The diferrence between floating point and integer math depends on the CPU you have in mind. On Intel chips the difference is not big in clockticks. Int math is still faster because there are multiple integer ALU's that can work in parallel. Compilers are also smart to use special adress calculation instructions to optimize add/multiply in a single instruction. Conversion counts as an operation too, so just choose your type and stick with it.
In C++ you can build your own type for fixed point math. You just define as struct with one int and override the appropriate overloads, and make them do what they normally do plus a shift to put the comma back to the right position.
You dont use float in games because it is faster or slower you use it because it is easier to implement the algorithms in floating point than in fixed point. You are assuming the reason has to do with computing speed and that is not the reason, it has to do with ease of programming.
For example you may define the width of the screen/viewport as going from 0.0 to 1.0, the height of the screen 0.0 to 1.0. The depth of the word 0.0 to 1.0. and so on. Matrix math, etc makes things real easy to implement. Do all of the math that way up to the point where you need to compute real pixels on a real screen size, say 800x400. Project the ray from the eye to the point on the object in the world and compute where it pierces the screen, using 0 to 1 math, then multiply x by 800, y times 400 and place that pixel.

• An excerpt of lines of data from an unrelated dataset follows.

PR #2023, opened 2026-04-26
feat: pass ANTHROPIC_BASE_URL and ANTHROPIC_AUTH_TOKEN into agent containers

KeXin95:
## Summary

Users with a custom Anthropic-compatible endpoint (`ANTHROPIC_BASE_URL`) were getting 401 errors because the OneCLI proxy injects `ANTHROPIC_API_KEY=placeholder` and forwards to `api.anthropic.com`, overriding the custom endpoint and key.

- Adds `src/providers/claude.ts` — reads `ANTHROPIC_BASE_URL`, `ANTHROPIC_AUTH_TOKEN`, and `CLAUDE_CODE_DISABLE_NONESSENTIAL_TRAFFIC` from `.env` and passes them into agent containers as env vars
- Sets `NO_PROXY` for the custom host so the OneCLI proxy doesn't intercept those requests
- Registers the provider config in `src/providers/index.ts`

## Test Plan

- Set `ANTHROPIC_BASE_URL` and `ANTHROPIC_AUTH_TOKEN` in `.env` pointing to a custom endpoint
- Restart NanoClaw and send a message via `pnpm run chat hi`
- Verify the agent responds successfully without 401 errors

### DIFF
--- a/setup/auto.ts
+++ b/setup/auto.ts
@@ -22,6 +22,8 @@
  * headless `claude -p` call for IANA-zone resolution.
  */
 import { spawn, spawnSync } from 'child_process';
+import fs from 'fs';
+import path from 'path';
 
 import * as p from '@clack/prompts';
 import k from 'kleur';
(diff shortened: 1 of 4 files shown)


gavrielc:
@KeXin95 Thank you for the contribution!

I've updated the PR to make it work with OneCLI rather than bypassing it. This enables a proper solution of proxying the credentials and keeping them out of the agent's environment.

This is now also wired into the setup process, under the advanced settings screen with overrides you can set at the start of the setup.

Please confirm that this works for your environment. Thanks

floating point does not store the exponent and mantissa separately and the mantissa is a goofy number, what is left over after the exponent and sign, like 23 bits, not 16 or 32 or 64 bits.

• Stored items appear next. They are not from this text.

PR #2028, opened 2026-04-26
fix(v2/agent-runner): build allowedTools dynamically from configured MCP servers

jsboige:
## Summary

Claude Code 2.1.116+ treats `--allowedTools` as a **hard whitelist**: any MCP server not matched by the list has its mcp-remote child process never spawned, even under `permissionMode: bypassPermissions`. The previous static `TOOL_ALLOWLIST` hard-coded only `mcp__nanoclaw__*`, which silently broke `roo-state-manager` and `sk-agent` MCPs in agent containers — they appeared as **"No such tool available"** to the agent because their bridges were never started.

This regression was introduced when the agent-runner's claude-code dep was bumped from 2.1.112 → 2.1.116 (commit 63b8beb upstream); 2.1.112 treated `allowedTools` as an auto-approve hint rather than a strict whitelist.

## Fix

Compute the per-instance allowlist by appending `mcp__<name>__*` for each configured MCP server in `ClaudeProvider`'s constructor, drawn from `options.mcpServers` which already aggregates the built-in `nanoclaw` server + every entry in `container.json` mcpServers.

## Verification (live, end-to-end)

1. Confirmed regression: container spawned with old code had `--allowedTools …,mcp__nanoclaw__*` only; `ps -ef` showed nanoclaw mcp child running but no `mcp-remote` for roo-state-manager / sk-agent.
2. Applied fix; the agent-runner source is mounted RO from host → no image rebuild needed.
3. Stopped current container; sent synthetic IPC message to wake a fresh spawn.
4. New container's `--allowedTools` now ends with `…,mcp__nanoclaw__*,mcp__roo-state-manager__*,mcp__sk-agent__*`.
5. `ps -ef` inside the new container shows mcp-remote children for both external servers.
6. Bot successfully called `mcp__roo-state-manager__roosync_dashboard(action="read", type="workspace")` — responded in 35ms with full workspace data.

## Test plan

- [x] Host tests: no impact (change is in container/agent-runner/, host doesn't import it). 229/238 host tests pass; 9 pre-existing Windows-EPERM failures in `scheduling/db.test.ts` + `recurrence.test.ts` + `platform.test.ts` unrelated.
- [x] Live: synthetic IPC test against a fresh container spawn confirmed MCP tool call succeeds.


jsboige:
Misrouted; this is for the jsboige fork only. Re-opening on jsboige/nanoclaw.

PR #2030, opened 2026-04-26
v2: feat(setup): add remote OneCLI option in setup flow

evenisse:
## Type of Change

- [x] **Feature setup** - allow remote onecli

## Description

Adds a third option in the setup wizard to connect NanoClaw to an OneCLI gateway running on another host, instead of installing one locally.

**`setup/auto.ts`**
- New `'remote'` choice in the OneCLI selection prompt alongside `reuse` and `fresh`
- Prompts for the remote URL, validates format, polls health before proceeding
- Passes `--remote-url <url>` to the onecli step

**`setup/onecli.ts`**
- Extracts `installOnecliCliOnly()` — installs the CLI binary only, skips the gateway
- Exports `pollHealth` so `auto.ts` can call it for the pre-flight reachability check
- Handles `--remote-url`: configures `api-host` and writes `ONECLI_URL` to `.env` without running the full gateway install

**Context:** When using a remote OneCLI proxy (e.g. on `192.168.1.XXX:10255`), agent containers cannot reach it because the container config hardcodes (onecli server), at least for linux, `host.docker.internal:10255`, which resolves to the local machine where nothing is listening on that port. This option lets the operator point setup at the remote URL directly, so `ONECLI_URL` and `api-host` are configured correctly from the start. A temporary workaround is to forward the port with `socat TCP-LISTEN:10255,fork,reuseaddr,bind=0.0.0.0 TCP:192.168.1.XXX:10255` and restart the service, but this PR addresses the root cause in setup.

## For Skills

N/A

### DIFF
--- a/setup/auto.ts
+++ b/setup/auto.ts
@@ -38,10 +38,8 @@ import { brightSelect } from './lib/bright-select.js';
 import { offerClaudeAssist } from './lib/claude-assist.js';
 import { runWindowedStep } from './lib/windowed-runner.js';
 import { getLaunchdLabel, getSystemdUnit } from '../src/install-slug.js';
-import {
-  claudeCliAvailable,
-  resolveTimezoneViaClaude,
-} from './lib/tz-from-claude.js';
+import { pollHealth } from './onecli.js';
+import { claudeCliAvailable, resolveTimezoneViaClaude } from './lib/tz-from-claude.js';
 import * as setupLog from './logs.js';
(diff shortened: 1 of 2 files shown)


gavrielc:
@evenisse thanks for the contribution!

I ammended the solution a bit to add a more genralized solution for advanced setup options: https://github.com/qwibitai/nanoclaw/pull/2035

This way we don't need to add lots of questions for the basic install path and can keep it streamlined. Each default override can now be supported via a flag as well as via the advanced settings screen at the beginning of the setup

floating point math at its core uses fixed point logic with extra logic and extra steps required. By definition compared apples to apples fixed point math is cheaper because you dont have to manipulate the data on the way into the alu and dont have to manipulate the data on the way out (normalize). When you add in IEEE and all of its garbage that adds even more logic, more clock cycles, etc. (properly signed infinity, quiet and signaling nans, different results for same operation if there is an exception handler enabled). As someone pointed out in a comment in a real system where you can do fixed and float in parallel, you can take advantage of some or all of the processors and recover some clocks that way. both with float and fixed clock rate can be increased by using vast quantities of chip real estate, fixed will remain cheaper, but float can approach fixed speeds using these kinds of tricks as well as parallel operation.

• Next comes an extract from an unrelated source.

PR #2031, opened 2026-04-26
fix(v2): keep heartbeat fresh across tool calls + widen ceiling for any tool

jsboige:
## Summary

Stabilization fix for the **container-froze-on-MCP-call-then-killed-by-ceiling** failure mode.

One issue not covered is the answers is a power consumption. Though it highly depends on specific hardware architecture, usually FPU consumes much more energy than ALU in CPU thus if you target mobile applications where power consumption is important it's worth consider fixed point impelementation of the algorithm.
It depends on what you're working on. If you're using fixed point then you lose precision; you have to select the number of places after the decimal place (which may not always be good enough). In floating point you don't need to worry about this as the precision offered is nearly always good enough for the task in hand - uses a standard form implementation to represent the number.
The pros and cons come down to speed and resources. On modern 32bit and 64bit platforms there is really no need to use fixed point. Most systems come with built in FPUs that are hardwired to be optimised for fixed point operations. Furthermore, most modern CPU intrinsics come with operations such as the SIMD set which help optimise vector based methods via vectorisation and unrolling. So fixed point only comes with a down side.
On embedded systems and small microcontrollers (8bit and 16bit) you may not have an FPU nor extended instruction sets. In which case you may be forced to use fixed point methods or the limited floating point instruction sets that are not very fast. So in these circumstances fixed point will be a better - or even your only - choice.